『わたしは驢馬に乗って下着をうりにゆきたい』鴨居羊子

わたしは驢馬に乗って下着をうりにゆきたい (ちくま文庫)

下着デザイナーの第一人者。白くてだっさい下着しかなかった時代に、カラフルでかわいくて身につけて楽しくなる下着を作った人。下着メーカー・チュニックを築いた実業家…というすごい人なんだけど、このご本人のエッセイを読むと、全くそういう感じの人ではないの。ガスレンジの火を付けるのが怖かったり(わかる!それに昔のだから今のレンジよりも原始的でこわいのよ!)、経理とか事務仕事がすごく苦手だったり、動物が大好きで人間よりも野良猫や野良犬に友情を感じていたり、下着の営業に行ってイケズな応対をされてスゴスゴと帰ってきたり。強気なところもすごくあるんだけど、弱気になってしまうところも多々あって、それを無防備にさらけ出してるところがいいのね。強がらずに。武勇伝を吹聴して得意がるような人ではないの。
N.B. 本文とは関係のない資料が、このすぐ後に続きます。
PR #3938, opened 2025-01-30
Updated source DAG with fallback demo BJSIncarcerationData

### LINKED ISSUE #3778: Backend: Update source DAG with fallback demo     BJSIncarcerationData

JDemlow:
# Description and Motivation
closes #3778

## Has this been tested? How?

Yes. Using pytest.

Screenshot (134)

## Types of changes

(leave all that apply)

- Refactor / chore


benhammondmusic (approved):
Perfect! Glad you got your config config'd!!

この時代に女性でセクシーな下着を作る会社を興したというと、自由奔放な人生のように見えるけれど、実は同居していた「お母さん」という道徳的な重しがあったというのも意外だった。私も実家で色々と母の目を気にしながら生活していたのを思い出して共感しちゃった。

ちなみに鴨居さんが活躍していたのは大阪。今回、私が大阪に旅行に行ったのにも、多少この本の影響があります。鴨居さんが歩いていた大阪を歩いてみたいなって。

 

 

大阪 赤ちゃん連れ旅行 三日目(5月6日の記録)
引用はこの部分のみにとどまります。